Lightweight data provider-run oracles are a much more robust solution than relying on blockchain nodes as oracles. They're a great fit for our example project where we simply need to integrate a smart contract with the external API. But they still don't quite have the capabilities of a modern data service. What if we wanted to expand our example project to do more than simply fetch off-chain data? What if we wanted to use a third-party service that aggregates and cleans data? Or maybe one that does fancy machine learning on trading data before it's submitted on-chain?
3. Decentralized Oracle Networks
We'll need an even more robust solution if we want to trust others to do arbitrary data transformations before submitting data on-chain. For reasons previously discussed, we can't trust a centralized source to do this. We need a whole decentralized network of oracles.
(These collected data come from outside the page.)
PR #1168, opened 2025-11-02
[#1167] Support C++ 14

### LINKED ISSUE #1167: Support C++14 for the C++ Bindings
## Brief feature description

There are still a lot of users which require C++14 support, especially in automotive. The C++ bindings of iceoryx2 should build with the `CMAKE_CXX_STANDARD=14` cmake flag.

elBoberido:
## Notes for Reviewer

This PR adds C++14 support for the C++ bindings. For this, the already ported iceoryx_hoofs subset needs to be used.

* [x] Assign PR to reviewer

## References

Closes #1167

### DIFF
--- a/iceoryx2-cxx/tests/src/service_blackboard_tests.cpp
+++ b/iceoryx2-cxx/tests/src/service_blackboard_tests.cpp
@@ -566,14 +566,10 @@ TYPED_TEST(ServiceBlackboardTest, add_with_default_stores_default_value) {
 
     const auto service_name = iox2_testing::generate_service_name();
 
-    constexpr uint16_t VALUE = 27;
+    static constexpr uint16_t VALUE = 27;
     struct TestDefault {
-        TestDefault()
-            : t { VALUE } {
-        }
-
         // NOLINTNEXTLINE(misc-non-private-member-variables-in-classes), come on, its a test
-        uint16_t t;
+        uint16_t t { VALUE };
     };
 
     auto node = NodeBuilder().create<SERVICE_TYPE>().expect("");
--- a/iceoryx2-cxx/tests/src/service_publish_subscribe_tests.cpp
+++ b/iceoryx2-cxx/tests/src/service_publish_subscribe_tests.cpp
@@ -735,7 +735,7 @@ TYPED_TEST(ServicePublishSubscribeTest, send_receive_with_user_header_works) {
     const uint64_t payload = 781891729871;
     sample.payload_mut() = payload;
     for (uint64_t idx = 0; idx < TestHeader::CAPACITY; ++idx) {
-        sample.user_header_mut().value.at(idx) = 4 * idx + 3;
+        sample.user_header_mut().value.at(idx) = (4 * idx) + 3;
     }
     send(std::move(sample)).expect("");
     auto recv_sample = sut_subscriber.receive().expect("");


iceoryx2-bb/cxx/include/iox2/container/optional.hpp
```diff
@@ -332,22 +332,14 @@ Optional(T) -> Optional<T>;
...
-inline constexpr NulloptT nullopt { detail::NulloptTConstructorTag {} };
-#else
 namespace detail {
 template <typename = void>
 struct NulloptHelper {
     static NulloptT nullopt;
 };
-template <>
-// NOLINTNEXTLINE(misc-definitions-in-headers), not an ODR violation because of template
-NulloptT NulloptHelper<>::nullopt = NulloptT { detail::NulloptTConstructorTag {} };
```
elBoberido: @ComicSansMS I had to move this to a `optional.cpp` since there were `multiple definition` errors in the tests. Feel free to use your magic to revert my workaround :)

iceoryx2-bb/cxx/include/iox2/container/static_string.hpp
```diff
@@ -72,7 +72,11 @@ class StaticString {
       public:
         ~UncheckedConstAccessor() = default;
         UncheckedConstAccessor(UncheckedConstAccessor const&) = delete;
+#if __cplusplus >= 201703L
         UncheckedConstAccessor(UncheckedConstAccessor&&) = delete;
+#else
+        UncheckedConstAccessor(UncheckedConstAccessor&&) = default;
+#endif
```
elBoberido: @ComicSansMS I had to implement the move c'tor since RVO is not mandatory in C++14. I think it should not cause any issues. If we want to prevent that the move c'tor is used, I could add an `assert(false)` in the body of the implementation.

I'm not sure about the compiler switch, though. Although the string is header only and this is a temporary object, we might end up in having the C++ bindings compiled with C++14 and user code using C++17 or newer. This might end up in some hard to track issues. Shall we introduce a `deployment.hpp.in` and "hardcode" the value that is used to build this lib?

iceoryx2-bb/cxx/include/iox2/container/optional.hpp
```diff
@@ -332,23 +328,6 @@ Optional(T) -> Optional<T>;
...
-struct NulloptHelper {
-    static NulloptT nullopt;
-};
-template <>
-// NOLINTNEXTLINE(misc-definitions-in-headers), not an ODR violation because of template
-NulloptT NulloptHelper<>::nullopt = NulloptT { detail::NulloptTConstructorTag {} };
-} // namespace detail
-// NOLINTNEXTLINE(readability-identifier-naming), for consistency with C++17 code using std::optional
-static constexpr NulloptT const& nullopt = detail::NulloptHelper<>::nullopt;
-#endif
```
elBoberido, line 350: @ComicSansMS I had to remove this since there were multiple definition errors in the tests and clang-tidy also complained. As workaround, I took the same approach as we had in iceoryx_hoofs and it seems to work.

Feel free to use your magic to revert my workaround :)

elfenpiff (approved):

iceoryx2-bb/cxx/include/iox2/container/static_string.hpp
ComicSansMS: Being able to move this is not a problem per-se, we mainly deleted it as a strong hint to the users to discourage doing anything with this other than call it as part of a bigger enclosing expression. So I have no issue with having it `=default` for all builds, and I think that this is probably the preferred solution to avoid ODR headaches in mixed builds.

I would not make things much more complicated, as this is a fairly minor point of the overall design.

iceoryx2-bb/cxx/include/iox2/container/optional.hpp
ComicSansMS: Yep, you are right, this was actually broken.

The hoofs implementation does have observably different behavior, albeit in a subtle way. It boils down to [this example](https://godbolt.org/z/G6djMqfcd). This should not be a problem for the common uses of `nullopt`. I am considering to reintroduce an `#ifdef` to get the correct behavior in 17, as it should not make the situation worse, even on mixed builds. But I will ponder on that some more...

iceoryx2-bb/cxx/include/iox2/container/static_string.hpp
elBoberido: Okay, I will then remove the compiler switch and add a comment to change the `default` to `delete` when we move to C++17 as min version.

iceoryx2-bb/cxx/include/iox2/container/optional.hpp
elBoberido: @ComicSansMS sure. Shall I create an issue?

ComicSansMS: I will take care of it, thanks.

iceoryx2-bb/cxx/include/iox2/container/static_string.hpp
elBoberido: see #1173

Issue #319, opened 2022-07-05
Repeating lists/groups: Entries don't disappear when removed programatically


allinox:
### Description of the bug

We are currently trying to populate a repeating list/group based on a choice the user has made previously in the form. The user can then add additional information to these choices previously made in the repeating group.
Populating the list works fine, and is done through DataProsessingHandler. However, removing them does not.

For some reason, the front-end still displays entries that are removed, even though the blob-storage has correctly removed them from the list. And in some cases, it does remove the data from the removed entires, but refills and displays the entry as a copy of one of the actual valid ones. A refresh of the page seems to fix the issue.

What's strange is the fact that the C#-model seems to be remembering the same (wrong) state of the list as the front-end does, even though the blob-storage contains the correct list and values.

### Steps To Reproduce

1. Use an app which populates and depopulates a repeating group based on some previous question in the app.
2. Choose multiple options so as to cause multiple entries to show up in the repeating group
3. See that these show up in the repeating group
4. Go back and de-select one or more of the previous choices
5. Observe that the deselected choices have not been removed, and/or still remain but with the wrong data.

### Example

Say I check all available options in which child I want to apply for here:
![image](https://user-images.githubusercontent.com/22012997/177298584-15b6dbda-3d8e-4238-bb8f-e2351c570a60.png)

This will (correctly) load prefilled values over to the repeating list so that I can add the additional required information to each child.
![image](https://user-images.githubusercontent.com/22012997/177298770-7e0f5596-d748-487b-a484-b839b14cc0cd.png)

But then, say I change my mind, and go back to uncheck the two first children.
![image](https://user-images.githubusercontent.com/22012997/177298943-258eb63b-f01c-46d6-9e51-bb785fa2d93a.png)

One would expect this to cause the data and entries of the two first children to be removed from the list and for only the third (Falsk Talltegn) to remain. And indeed, this is what is stored in the blob. But when I move on to the next page, it is not what I see as a user. Instead, I get an incorrect list, with two entries of the one child I actually checked off for, and one unchecked child.
![image](https://user-images.githubusercontent.com/22012997/177299292-a056f518-0aad-447d-8f13-f5a067e23f19.png)

olemartinorg:
[...]

PR #354, opened 2022-07-28
Redux fixes for #319

olemartinorg:
## Description
This fixes two minor bugs found when debugging and fixing #319, and also adds Cypress tests for this bug. Cypress tests will fail until the linked PR in `app-lib-dotnet` is merged, a new version of `Altinn.App.Common` is released, and the changes to `frontend-test` are merged from the `bug/frontend-319` branch into master (along with upgrading to the new `Altinn.App.Common` package and deploying to tt02). All of this has to happen in sequence before this PR will pass its Cypress tests.

The two minor bugs found here:
1. When attempting to open the app where this bug was first found, I had trouble prying it open to be able to instantiate it. At one point instantiation caused an error, the action got rejected and instantiating got set to false. This caused the `useEffect()` to create an infinite request loop, continually requesting a new instance. Making sure we don't loop infinitely when there are errors so we don't DoS ourselves.
2. The code in `handleCalculationUpdate` could end up dispatching redux actions too slowly, ending up with the `formData.unsavedChanges` state to remain as `true` after form data updates from server-side calculations. This might also have been caused by the saga in `FormDataActions.update` blocking, such that it could miss some events when multiple are dispatched at about the same time. The effect of this was that you can't navigate to the next page, since the form thinks it has unsaved changes. The page hangs until the next time the form is saved successfully, then it would navigate to the next page.

## Related Issue(s)
- #319
- Altinn/app-lib-dotnet/pull/8

## Verification
- [x] All tests run green

## Documentation


haakemon (approved):
LGTM 🙂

Decentralized Oracle Network Design
In a decentralized oracle network, all oracles in the network redundantly serve computation requests. Each oracle in the network queries data providers for data, runs its computations, and then submits the results on-chain. Paying for a whole network to do this redundantly isn't a cost-efficient solution. This design trades cost-efficiency for more capability.
Figure 4. Oracle Networks make room for running arbitrary computations on API data.
How do we ensure that oracles are processing data in good faith? What prevents oracles from just outputting arbitrary data if we're allowing them to do arbitrary transformations? This is where we can utilize data signing.
Data signing works by requiring oracles to send certificates issued by the data provider to ensure data hasn't been changed. If the oracle changes the data provider's data in any way, the certificate would be invalid. Smart contracts can verify certificates on-chain in real-time to ensure end-to-end security before using the data. Certificates aren't themselves useful for decentralized oracle networks since we're using our oracle network to do data transformations.
Luckily, data signing can also be done on functions of data. This is immensely useful when working with confidential or aggregated data. For example, we could use functional signatures to verify a person meets a given age requirement without knowing their actual age. We can define a function f(x) to return true if the age (represented as the input x) is greater than the threshold, and false otherwise. The oracle would query the data provider for f(x) directly, and the smart contract would check that the certificate is valid for the oracle-provided value of f(x).
In our example project, we could use functional signatures to sign aggregated data across multiple data providers. We can define f(x) to return the aggregated value if valid certificates from other data sources are also submitted with the query, and false otherwise. This would ensure that the oracle is truthfully aggregating data before we use it on-chain.
Functional signing requires coordination with the data provider to implement. This imposes extra demand on data providers, which isn't great for the reasons discussed in the previous section. The high cost and specialized skills needed to run each oracle node are another downside to this design. High barriers to running oracle nodes mean fewer independent entities running them. This could potentially result in a centralized network.
Additionally, all participants in the decentralized oracle network need to be incentivized to prevent bribing. The public nature of blockchains means it would be trivial to implement a smart contract that automatically pays colluding oracles based on the data values they submit publicly on-chain. The costs of oracle incentivization scale with data importance. Extremely important data would be extremely expensive to secure in an oracle network.
Looking Forward
New use cases will continue to arise as the capabilities of web3 expand through oracle adoption. It's crucial to keep an eye on oracles to be aware of key blockchain trends. Oracles may very well play a pivotal role in the future of the web3 landscape.